Intel i5-4570 CPU 3.2Ghz socket 1150
BitFenix Shinobi Window Black ATX Mid Tower
LG Internal 24x DVD-Writer (GH24NS95B)
Seagate Barracuda 3TB 3.5" SATA3 64MB
ASUS Z87-A Socket 1150 Intel Z87 Chipset
Corsair CX750M 750W PSU
G.Skill Ripjaws X Series 8GB DDR3 1600Mhz
Samsung 840 Series 120GB 2.5" SATA 6Gb/s SSD
Gigabyte Radeon HD 7950 3GB GDDR5
TP-LINK N450 TL-WDN4800, 450Mbps Wireless N Dual Band PCI Express Adapter
Windows 7 Home Premium

I just installed the latest version of Catalyst Control Centre today 13.9


----------



## Flight Sim Guy (Dec 19, 2011)

*Re: problem with popcap games*

Have you tried reinstalling the game?


----------



## DemonikAn6el (Sep 14, 2013)

*Re: problem with popcap games*

Yeah I tried everything.
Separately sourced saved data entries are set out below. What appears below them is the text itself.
Issue #4754, opened 2025-03-07
[Android] Setup `dotnet new android` performance runs


matouskozak:
The goal is to setup a continuous lab measurement of startup and size for `dotnet new android` sample app. Requirements are to support Mono and CoreCLR (when available) runtimes. Additionally, to have a tight dev loop, we need appropriate cadence of runtime (SDK) and Android workload builds.

# Proposal
Using [VMR SDK builds](https://github.com/dotnet/dotnet/blob/main/docs/builds-table.md) (±daily cadence) and nightly Android workload from dotnet10 feed (https://pkgs.dev.azure.com/dnceng/public/_packaging/dotnet10/nuget/v3/index.json).

## Stage 1 (daily SDK + latest Android workload release)
In the first stage we will setup a measurement for daily runtime builds obtained via VMR builds (https://github.com/dotnet/dotnet/blob/main/docs/builds-table.md) together with the latest released Android workload (not incremental builds). This can be achieved by the following steps.

1. Download dotnet-install script (https://learn.microsoft.com/en-us/dotnet/core/tools/dotnet-install-script)
2. Install the latest VMR SDK build: `./dotnet-install.sh --channel "10.0.1xx-ub" --quality daily --install-dir sdk`
3. Create a nuget.config with dotnet10 feed
    a. `/sdk/dotnet new nugetconfig`
    b. Add: `<add key="dotnet10" value="https://pkgs.dev.azure.com/dnceng/public/_packaging/dotnet10/nuget/v3/index.json" />`
    c. Add "dotnet-android" feeds from https://github.com/dotnet/android/blob/main/NuGet.config
4. Install the Android workload: `./sdk/dotnet workload install android`
5. Create the Android sample app: `./sdk/dotnet new android`

The output of these steps as of 2025/03/07 is:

They only run on low res. Computer doesn't meet the necessary requirements. I can run wow on max settings but not anything popcap or gamefly client. I downloaded sim city 4 today and samething except it doesn't even install properly.


----------



## Flight Sim Guy (Dec 19, 2011)

Try updating your drivers. I'm going to bed, but I'll try to come up with something tomorrow.


----------



## Flight Sim Guy (Dec 19, 2011)

*Re: problem with popcap games*

Does that game run through a web browser? Like Chrome, Firefox, or IE? If so, which one are you using?


----------



## DemonikAn6el (Sep 14, 2013)

*Re: problem with popcap games*

No they are all installed through the gamefly client. My web browser is waterfox and firefox.


----------



## Flight Sim Guy (Dec 19, 2011)

Sorry, man. I've been sick so haven't really felt like troubleshooting. :-/ I'll see if I can get the other techs to help out.


----------



## DemonikAn6el (Sep 14, 2013)

I bought a new monitor. Its a longshot but ill see if that helps.


----------



## DemonikAn6el (Sep 14, 2013)

*Re: problem with popcap games*

Sorry i forgot to add 
the monitor is a 27" asus VE278H


----------



## satrow (Feb 4, 2012)

*Re: problem with popcap games*

It's DirectX 9 -based, try updating it for full compatibility: Download DirectX End-User Runtime Web Installer from Official Microsoft Download Center


----------



## DemonikAn6el (Sep 14, 2013)

Sorry it took me a while to respond. I tried the direct x update you recommended and it said there is a better version installed and wod not let me proceed. I removed catalyst control centre 13.9 with the amd driver removal tool, ran ccleaner and rebooted then reinstalled the driver to my ssd with the OS and still nothing. I went on my other comp and bejeweled twist ran perfect it with a radeon 5800. For some reason it doesnt like my 7950. I also tried driver 13.4 and nothing. Pulling my hair out over this. I would take it back to the store but an employee said on the phone since I installed windows myself they cant help.


----------



## koala (Mar 27, 2005)

*Re: problem with popcap games*

Try this link instead for DirectX 9.0c (95mb): https://www.microsoft.com/en-us/download/details.aspx?id=8109


----------



## DemonikAn6el (Sep 14, 2013)

*Re: problem with popcap games*

Ill try this when I get home. If it works do I loose dx11. How will this affect my dx11 compatible games


----------



## koala (Mar 27, 2005)

*Re: problem with popcap games*

You won't lose DX11, and your more advanced games won't be affected. It just adds some features from 9.0c to make older games work properly.


----------



## DemonikAn6el (Sep 14, 2013)

It installed but it didn't work.


----------



## Flight Sim Guy (Dec 19, 2011)

*Re: problem with popcap games*

What is your WEI? 

What is the Windows Experience Index? - Microsoft Windows Help


----------



## DemonikAn6el (Sep 14, 2013)

7.6 last I checked


----------



## satrow (Feb 4, 2012)

*Re: problem with popcap games*

Can you run WEI again to see if anything has changed?


----------



## DemonikAn6el (Sep 14, 2013)

*Re: problem with popcap games*

The WEI is still 7.6


----------



## satrow (Feb 4, 2012)

*Re: problem with popcap games*

Strange, it feels like some hardware detection routine is picking up incorrect/missing info from somewhere.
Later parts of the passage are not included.